Not less suggestive than the homes themselves are the population of this dreary district; and despite rags, and dirt, and debasement, there they are – the true descendants of those who once, with such terrible truth, called themselves ‘Masters of the World.’ Well set-on heads of massive mould, bold and prominent features, finely fashioned jaws, and lips full of vigour and sensual meaning, are but the base counterfeits of the traits that meet the eye in the Vatican. No effort of imagination is needed to trace the kindred. In every gesture, in their gait, even in the careless ease of their ragged drapery, you can mark the traditionary signs of the once haughty citizen.
With a remnant of their ancient pride, these people reject all hired occupation, and would scorn, as an act of slavery, the idea of labour; and, as neither trade nor calling prevails among them, their existence would seem an inscrutable problem, save on the hypothesis which dictated the popular title of this district. But without calling to our aid this explanation, it must be remembered how easily life is supported by those satisfied with its meanest requirements, and especially in a land so teeming with abundance. A few roots, a handful of chestnuts, a piece of black bread, a cup of wine, scarcely more costly than so much water, these are enough to maintain existence; and in their gaunt and famished faces you can see that little beyond this is accomplished.

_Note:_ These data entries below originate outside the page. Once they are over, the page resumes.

PR #765, opened 2018-10-01
Return None from MbedTerminal Constructor

### LINKED ISSUE #688: [mbed] ERROR: Unknown Error: __init__() should return None, not 'bool'
New error is shown when attempting to program the platform with a terminal application already connected: "[mbed] ERROR: Unknown Error: __init__() should return None, not 'bool'"

Mbed CLI 1.7.2

Steps to reproduce:
```
mbed import mbed-os-example-blinky
cd mbed-os-example-blinky
mbed compile -t GCC_ARM -m K64F -f

...
Total Static RAM memory (data + bss): 12352 bytes
Total Flash memory (text + data): 51513 bytes

Image: ./BUILD/K64F/GCC_ARM/mbed-os-example-blinky.bin
[mbed] Detected "K64F" connected to "/Volumes/DAPLINK" and using com port "/dev/tty.usbmodem1412"
[mbed] ERROR: Unknown Error: __init__() should return None, not 'bool'
```

theotherjimmy:
Since we examine `self.serial` to determine the success of the 
constructor, I made all `return False` statements within the constructor
set `self.serial = None`. That way the current code should catch the
failures without any additional changes

Fixes #688

### DIFF
--- a/mbed/mbed_terminal.py
+++ b/mbed/mbed_terminal.py
@@ -35,7 +35,8 @@ class MbedTerminal(object):
         try:
             from serial import Serial, SerialException
         except (IOError, ImportError, OSError):
-            return False
+            self.serial = None
+            return
 
         try:
             self.serial = Serial(self.port, baudrate=self.baudrate, timeout=self.timeout)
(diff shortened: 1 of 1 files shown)


theotherjimmy:
@screamerbg This makes the current behavior not produce the warning. I'm not sure if you wanted to distinguish between these failure modes. If you do, we may have to change the API of the MbedTerminal class to distinguish these errors.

About the middle of the alley, and over a doorway of sculptured marble, stands a small statue of Vesta, which, by the aid of a little paint, a crown of gilt paper, and a candle, some pious hands had transformed into a Madonna. A little beneath this, and on a black board, scrawled with letters of unequal size, is the word ‘Trattoria’ or eating-house.
Nothing, indeed, can be well further from the ordinary aspect of a tavern than the huge vaulted chamber, almost destitute of furniture, and dimly lighted by the flame of a single lamp; a few loaves of coarse black bread, some wicker-bound flasks of common wine, and a wooden bowl containing salad, laid out upon a table, constituting all that the place affords for entertainment. Some benches are ranged on either side of the table, and two or three more are gathered around a little iron tripod, supporting a pan of lighted charcoal, over which now two figures are to be seen cowering down to the weak flame, while they converse in low whispers together.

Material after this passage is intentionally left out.